• Exercise
Please transcribe every entry below exactly as written.

▬▬▬▬▬▬▬▬▬▬

PR #5472, opened 2020-12-27
Check event.type in duplicate event bailout

### LINKED ISSUE #5471: Keyboard key event filtered out incorrectly as a duplicate
## Version

* Phaser Version: 3.50.1

* Operating system: Windows

* Browser: Firefox 84

## Description

With any keyboard input, sometimes the keyup event doesn't take effect, because it is filtered out by the keyboard plugin. This happens when a keydown and keyup event for the same key have the same timestamp. Probably related to repeating keydowns lining up with a keyup.

## Example Test Code

The make your first Phaser 3 game tutorial at https://www.phaser.io/tutorials/making-your-first-phaser-3-game/part7 exhibits the problem.

## Additional Information

The keyboard plugin checks for duplicate key events by checking key code and timestamp, but it doesn't check the type. It should check the type.

cjw6k:
Fixes #5471.

* Fixes a bug

Describe the changes below:
Check that the current key event type is the same type as the previous event event, before bailing out of event processing.

### DIFF
--- a/src/input/keyboard/KeyboardPlugin.js
+++ b/src/input/keyboard/KeyboardPlugin.js
@@ -167,6 +167,16 @@ var KeyboardPlugin = new Class({
          */
         this.prevTime = 0;
 
+        /**
+         * Internal repeat key flag.
+         *
+         * @name Phaser.Input.Keyboard.KeyboardPlugin#prevType
+         * @type {string}
+         * @private
+         * @since 3.50.1
+         */
+        this.prevType = null;
+
         sceneInputPlugin.pluginEvents.once(InputEvents.BOOT, this.boot, this);
         sceneInputPlugin.pluginEvents.on(InputEvents.START, this.start, this);
     },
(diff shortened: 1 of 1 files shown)


src/input/keyboard/KeyboardPlugin.js
```diff
@@ -747,14 +747,15 @@ var KeyboardPlugin = new Class({
...
-            if (code === this.prevCode && event.timeStamp === this.prevTime)
+            if (code === this.prevCode && event.timeStamp === this.prevTime && event.type === this.prevType)
             {
                 //  On some systems, the exact same event will fire multiple times. This prevents it.
                 continue;
             }
 
             this.prevCode = code;
             this.prevTime = event.timeStamp;
+            this.prevType = event.type;
```
samme, line 758: I think you'll have to add `this.prevType` to the constructor as well.

photonstorm:
👍

PR #5487, opened 2021-01-05
added null check for WebAudio pannerNode

jdcook:
This PR

* Fixes a bug

Describe the changes below:
Added a null check for pannerNode in WebAudio on destroy. This was throwing an error in Safari, since pannerNode is null.


photonstorm:
Thanks. I will have to lint fix this, but well spotted.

▬▬▬▬▬▬▬▬▬▬

• Task output
PR #5472, opened 2020-12-27
Check event.type in duplicate event bailout

### LINKED ISSUE #5471: Keyboard key event filtered out incorrectly as a duplicate
## Version

* Phaser Version: 3.50.1

* Operating system: Windows

* Browser: Firefox 84

## Description

With any keyboard input, sometimes the keyup event doesn't take effect, because it is filtered out by the keyboard plugin. This happens when a keydown and keyup event for the same key have the same timestamp. Probably related to repeating keydowns lining up with a keyup.

## Example Test Code

The make your first Phaser 3 game tutorial at https://www.phaser.io/tutorials/making-your-first-phaser-3-game/part7 exhibits the problem.

## Additional Information

The keyboard plugin checks for duplicate key events by checking key code and timestamp, but it doesn't check the type. It should check the type.

cjw6k:
Fixes #5471.

* Fixes a bug

Describe the changes below:
Check that the current key event type is the same type as the previous event event, before bailing out of event processing.

### DIFF
--- a/src/input/keyboard/KeyboardPlugin.js
+++ b/src/input/keyboard/KeyboardPlugin.js
@@ -167,6 +167,16 @@ var KeyboardPlugin = new Class({
          */
         this.prevTime = 0;
 
+        /**
+         * Internal repeat key flag.
+         *
+         * @name Phaser.Input.Keyboard.KeyboardPlugin#prevType
+         * @type {string}
+         * @private
+         * @since 3.50.1
+         */
+        this.prevType = null;
+
         sceneInputPlugin.pluginEvents.once(InputEvents.BOOT, this.boot, this);
         sceneInputPlugin.pluginEvents.on(InputEvents.START, this.start, this);
     },
(diff shortened: 1 of 1 files shown)


src/input/keyboard/KeyboardPlugin.js
```diff
@@ -747,14 +747,15 @@ var KeyboardPlugin = new Class({
...
-            if (code === this.prevCode && event.timeStamp === this.prevTime)
+            if (code === this.prevCode && event.timeStamp === this.prevTime && event.type === this.prevType)
             {
                 //  On some systems, the exact same event will fire multiple times. This prevents it.
                 continue;
             }
 
             this.prevCode = code;
             this.prevTime = event.timeStamp;
+            this.prevType = event.type;
```
samme, line 758: I think you'll have to add `this.prevType` to the constructor as well.

photonstorm:
👍

PR #5487, opened 2021-01-05
added null check for WebAudio pannerNode

jdcook:
This PR

* Fixes a bug

Describe the changes below:
Added a null check for pannerNode in WebAudio on destroy. This was throwing an error in Safari, since pannerNode is null.


photonstorm:
Thanks. I will have to lint fix this, but well spotted.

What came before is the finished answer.